Process Managers and Sagas: Coordinating Multi-Step Workflows Across Aggregates
Process Managers and Sagas
The order fulfilment saga is a state machine with eight states. The happy path flows left to right: STARTED through AWAITING_PAYMENT, AWAITING_INVENTORY, AWAITING_FULFILMENT, to COMPLETED. Failures at any step trigger the compensation path, which undoes previous steps in reverse order before reaching the FAILED terminal state.
Placing an order is not a single operation. It is a workflow. The order is created. Payment is authorized. Inventory is reserved. Fulfilment is dispatched. Each step involves a different aggregate, potentially in a different service. Each step can fail. When payment authorization fails after the order is created, the order must be cancelled. When inventory reservation fails after payment is authorized, the payment must be released and the order must be cancelled. Each failure requires compensating actions that undo the effects of previous steps.
In a monolithic CRUD system, this workflow might be a single database transaction that locks multiple tables. In an event-sourced system with separate aggregates, each aggregate has its own event stream and its own transactional boundary. There is no shared transaction. The coordination must happen through events and commands.
A saga (or process manager) is a stateful event consumer that listens for events and dispatches commands. It tracks the state of a multi-step workflow and handles both the happy path and the compensation path. The saga is the central coordinator for the workflow.
Orchestration vs Choreography
Two approaches exist for coordinating multi-step workflows.
Choreography. Each service listens for events and reacts independently. The payment service listens for OrderPlaced and authorizes payment. The inventory service listens for PaymentAuthorized and reserves stock. The fulfilment service listens for InventoryReserved and dispatches shipment. There is no central coordinator. Each service knows its immediate predecessor and its immediate successor.

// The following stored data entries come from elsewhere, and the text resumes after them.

PR #175, opened 2019-12-03
Update error codes usage in dotnet-sdk

shaggygi:
Updated the error codes to match changes with https://github.com/dapr/dapr/pull/860

Also added missing error enums and attempted to reorder/group.

There could be some of these that could go through another round of name changes or even consolidation, but I need to review/understand more first.


amanbha:
Thanks @shaggygi I will merge it after https://github.com/dapr/dapr/pull/860 is merged in dapr runtime.

Issue #177, opened 2019-12-03
DemoActor calling RegisterRemind start to error on each remind


amanbha:
Cloning from dapr repo to dotnet-sdk repo
https://github.com/dapr/dapr/issues/864

What version of Dapr?
0.2.x

Expected Behavior
After Registering a reminder, the ReceiveReminder executes without error

Actual Behavior
Solution works great, however, as soon as a reminder is added, the ReceiverReminder fails each time it's invoked. - see attached screen shots of console log

Steps to Reproduce the Problem
Add the line "this.RegisterReminder()" to SaveData, and invoke SaveData once.
RemindFailure
CodeChangeDemoActor

![image](https://user-images.githubusercontent.com/11221966/70095367-6b451f00-15d9-11ea-8590-a5679fae630d.png)
![image](https://user-images.githubusercontent.com/11221966/70095379-71d39680-15d9-11ea-8f72-9b7fe3ce887f.png)

amanbha:
cc @codeputer Thanks for reporting the issue,
I looked at it, the issue is happening because ReminderInfo is serialized synchronously and aspnetcore 3.0 disallows it by default.
I will update the code to async deserializtion.

To unblock, you can change the code where AspNetCore WebHost is created to allow Synchronous IO

Add to `.ConfigureKestrel(options => options.AllowSynchronousIO = true)` to `CreateWebHostBuilder` method so that method will look like:
 

` public static IWebHostBuilder CreateWebHostBuilder(string[] args) =>
            WebHost.CreateDefaultBuilder(args)
                .UseStartup<Startup>()
            .ConfigureKestrel(options => options.AllowSynchronousIO = true)
            .UseActors(actorRuntime =>
            {
                actorRuntime.RegisterActor<DemoActor>();
            });`

codeputer:
I tried this in the ConfigureServices....


   public void ConfigureServices(IServiceCollection services)
    {
      services.AddRouting();
      services.Configure<IISServerOptions>(options =>
      {
        options.AllowSynchronousIO = true;
      });
    }

but as far as I can tell, it didn't have any effect

amanbha:
@codeputer Could you please try as I suggested above?

codeputer:
Working on it....

codeputer:
I'm not sure what is going on... but I put in the changes you suggested, and got a 502 back
With the as the payload (I'm using fiddler to post )
HTTP/1.1 502 Fiddler - Connection Failed
[...]

PR #178, opened 2019-12-04
Making Serialization, Deserialization of ReminderInfo, Timer async and using System.Text.Json for Reminder, Timer and State,

### LINKED ISSUE #179: Make Serialization, Deserialization of ReminderInfo, Timer async
Making Serialization, Deserialization of ReminderInfo, Timer async and use System.Text.Json for them instead of Newtonsoft

amanbha:
Fixes #179
and also handles issue reported in #177 

Summary of Changes:
1. Making Serialization, Deserialization of ReminderInfo, Timer async 
2. using System.Text.Json for Reminder, Timer and State instead of Newtonsoft


src/Dapr.Actors/Runtime/ReminderInfo.cs
```diff
@@ -36,82 +36,62 @@ internal class ReminderInfo
...
-        internal static ReminderInfo Deserialize(Stream stream)
+        internal static async Task<ReminderInfo> DeserializeAsync(Stream stream)
         {
-            // Deserialize using JsonReader as we know the property names in response. Deserializing using JsonReader is most performant.
+            var serializeOptions = new JsonSerializerOptions();
             using var streamReader = new StreamReader(stream);
-            using var reader = new JsonTextReader(streamReader);
-            return reader.Deserialize(GetFromJsonProperties);
-        }
+            var text = await streamReader.ReadToEndAsync();
```
davidfowl: if It’s always utf8 (which you’re defaulting to right now) you can just pass the stream directly to the serializer. You can fallback to the string for non-utf8 encodings

Issue #184, opened 2019-12-11
Add an InvokeClient and InvokeHttpClient implementation


jeastham1993:
Add an InvokeClient to the Dapr.Client library to allow the use of the Invoke API Endpoints in the same way the StateClient currently works.

amanbha:
Closed by PR https://github.com/dapr/dotnet-sdk/pull/185

PR #185, opened 2019-12-11
Issue 184

jeastham1993:
# Description

Added a HttpClient implementation of the Dapr invoke endpoints following the same pattern as the StateClient.

## Issue reference

This issue is related to issue #184 

## Checklist

* [X] Code compiles correctly
* [X] Created/updated tests


src/Dapr.Client/InvokeHttpClient.cs
```diff
@@ -0,0 +1,89 @@
...
+                throw new HttpRequestException($"Failed to invoke method with status code '{response.StatusCode}': {error}.");
+            }
+            else if (!response.IsSuccessStatusCode)
+            {
+                throw new HttpRequestException($"Failed to invoke method with status code '{response.StatusCode}'.");
+            }
+
+            if (response.Content == null || response.Content.Headers?.ContentLength == 0)
+            {
+                // The state store will return empty application/json instead of 204/404.
```
amanbha: Please update the comment, its talking about state.

src/Dapr.Client/InvokeHttpClient.cs
```diff
@@ -0,0 +1,89 @@
...
+        }
+
+        /// <summary>
+        /// Invokes a method using the Dapr invoke endpoints using the properties supplied in the  <paramref name="envelope" /> variable.
+        /// </summary>
+        /// <param name="envelope">The envelope containing the invoke request parameters.</param>
+        /// <param name="cancellationToken">A <see cref="CancellationToken" /> that can be used to cancel the operation.</param>
+        /// <typeparam name="TValue">The data type.</typeparam>
+        /// <returns>A <see cref="Task" /> that will return a deserialized object of the reponse from the Invoke request.</returns>
+        public override async Task<TValue> InvokeMethodAsync<TValue>(InvokeEnvelope envelope, CancellationToken cancellationToken = default)
```
amanbha: I think, passing three arguments here, without an InvokeEnvelope should be fine.
The api should handle all 3 types of invokes:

Choreography works for linear workflows with few steps. It becomes unmanageable when the workflow has conditional branches, parallel steps, or complex compensation logic. If inventory reservation fails, which service is responsible for releasing the payment? The payment service does not listen for InventoryReservationFailed. Someone must add that listener. As the workflow becomes more complex, the event dependencies become a hidden distributed workflow that no single piece of code describes.
Orchestration. A central saga coordinates the workflow. It listens for events, tracks state, and dispatches commands. The saga knows the complete workflow: which steps to execute, in which order, and what to do when a step fails. The workflow is visible in a single class.
Orchestration adds a single point of coordination (the saga), but the workflow logic is explicit, testable, and modifiable in one place. For the order management platform, where the workflow involves four bounded contexts and conditional compensation, orchestration is the better choice.
The Order Fulfilment Saga
The Problem
The order fulfilment workflow involves four steps across four aggregates:
- Order is placed (Order aggregate).
- Payment is authorized (Payment aggregate).
- Inventory is reserved (Inventory aggregate).
- Fulfilment is dispatched (Fulfilment aggregate).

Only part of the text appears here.